Where a line of the listing below includes the word "Indentation", reproduce that line.
(Beginning of Supplied material)
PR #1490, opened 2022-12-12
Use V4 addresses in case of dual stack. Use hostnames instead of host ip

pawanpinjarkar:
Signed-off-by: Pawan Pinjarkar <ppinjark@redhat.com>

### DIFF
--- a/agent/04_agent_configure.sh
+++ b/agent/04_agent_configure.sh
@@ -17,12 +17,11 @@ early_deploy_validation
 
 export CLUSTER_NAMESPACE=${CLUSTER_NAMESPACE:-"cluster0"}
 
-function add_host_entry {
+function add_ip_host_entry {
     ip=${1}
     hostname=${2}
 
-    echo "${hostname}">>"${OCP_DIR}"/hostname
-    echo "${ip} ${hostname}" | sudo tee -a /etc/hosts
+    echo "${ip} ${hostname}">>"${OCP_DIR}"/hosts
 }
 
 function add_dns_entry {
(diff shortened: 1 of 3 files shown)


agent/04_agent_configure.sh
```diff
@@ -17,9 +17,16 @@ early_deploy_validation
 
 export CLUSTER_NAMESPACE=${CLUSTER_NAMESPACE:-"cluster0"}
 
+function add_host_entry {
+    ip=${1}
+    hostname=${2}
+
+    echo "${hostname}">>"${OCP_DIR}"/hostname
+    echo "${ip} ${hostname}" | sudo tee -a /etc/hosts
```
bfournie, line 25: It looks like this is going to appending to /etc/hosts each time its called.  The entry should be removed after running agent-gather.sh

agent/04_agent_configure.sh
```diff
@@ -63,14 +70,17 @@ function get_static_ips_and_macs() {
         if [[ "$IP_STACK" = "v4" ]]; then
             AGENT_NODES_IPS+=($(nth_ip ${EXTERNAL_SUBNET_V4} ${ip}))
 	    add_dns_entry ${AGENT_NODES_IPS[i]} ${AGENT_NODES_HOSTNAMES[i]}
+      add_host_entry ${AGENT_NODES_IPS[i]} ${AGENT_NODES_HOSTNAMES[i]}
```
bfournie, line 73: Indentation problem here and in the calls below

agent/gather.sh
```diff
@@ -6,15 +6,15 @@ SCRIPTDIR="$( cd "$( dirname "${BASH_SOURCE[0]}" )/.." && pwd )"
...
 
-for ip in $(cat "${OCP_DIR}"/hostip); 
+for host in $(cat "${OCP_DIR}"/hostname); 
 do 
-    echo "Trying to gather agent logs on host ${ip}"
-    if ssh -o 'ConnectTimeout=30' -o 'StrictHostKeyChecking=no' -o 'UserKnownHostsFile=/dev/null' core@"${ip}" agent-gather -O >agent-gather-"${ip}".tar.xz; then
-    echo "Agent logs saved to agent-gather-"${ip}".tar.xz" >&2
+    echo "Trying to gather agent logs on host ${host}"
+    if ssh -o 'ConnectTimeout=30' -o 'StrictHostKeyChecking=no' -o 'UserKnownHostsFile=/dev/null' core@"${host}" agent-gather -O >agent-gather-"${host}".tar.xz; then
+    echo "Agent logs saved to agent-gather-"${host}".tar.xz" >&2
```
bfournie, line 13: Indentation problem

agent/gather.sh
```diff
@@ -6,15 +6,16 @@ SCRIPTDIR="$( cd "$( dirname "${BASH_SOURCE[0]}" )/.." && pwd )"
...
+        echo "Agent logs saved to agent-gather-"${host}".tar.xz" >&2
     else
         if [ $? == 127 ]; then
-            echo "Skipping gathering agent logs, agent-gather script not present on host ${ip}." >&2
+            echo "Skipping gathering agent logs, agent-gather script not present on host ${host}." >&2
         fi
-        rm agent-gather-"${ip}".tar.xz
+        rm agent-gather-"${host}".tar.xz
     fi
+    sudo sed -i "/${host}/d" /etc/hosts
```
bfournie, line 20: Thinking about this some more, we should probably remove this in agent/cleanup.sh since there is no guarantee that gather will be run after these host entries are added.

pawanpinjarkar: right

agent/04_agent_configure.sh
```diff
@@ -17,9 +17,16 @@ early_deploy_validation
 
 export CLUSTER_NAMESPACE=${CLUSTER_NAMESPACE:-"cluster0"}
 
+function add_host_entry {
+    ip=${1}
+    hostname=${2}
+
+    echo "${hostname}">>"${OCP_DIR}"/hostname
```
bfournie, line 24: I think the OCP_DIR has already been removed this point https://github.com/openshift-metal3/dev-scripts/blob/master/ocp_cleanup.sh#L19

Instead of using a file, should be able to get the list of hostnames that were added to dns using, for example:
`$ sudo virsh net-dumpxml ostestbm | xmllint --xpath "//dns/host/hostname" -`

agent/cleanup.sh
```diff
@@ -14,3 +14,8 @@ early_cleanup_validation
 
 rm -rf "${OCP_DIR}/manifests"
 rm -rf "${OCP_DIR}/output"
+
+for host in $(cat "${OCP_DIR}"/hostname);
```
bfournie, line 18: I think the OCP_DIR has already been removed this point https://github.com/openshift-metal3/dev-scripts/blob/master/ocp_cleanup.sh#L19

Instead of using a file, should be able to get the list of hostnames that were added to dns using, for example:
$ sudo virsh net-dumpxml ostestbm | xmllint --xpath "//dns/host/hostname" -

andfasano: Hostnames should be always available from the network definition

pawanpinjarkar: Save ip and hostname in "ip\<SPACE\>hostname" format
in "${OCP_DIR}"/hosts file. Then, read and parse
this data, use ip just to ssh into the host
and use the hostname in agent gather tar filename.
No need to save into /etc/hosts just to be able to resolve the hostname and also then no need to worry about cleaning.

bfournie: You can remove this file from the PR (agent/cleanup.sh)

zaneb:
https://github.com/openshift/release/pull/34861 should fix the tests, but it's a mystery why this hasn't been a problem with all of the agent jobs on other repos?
(End of Supplied material)
## Solution to this exercise
bfournie, line 73: Indentation problem here and in the calls below
bfournie, line 13: Indentation problem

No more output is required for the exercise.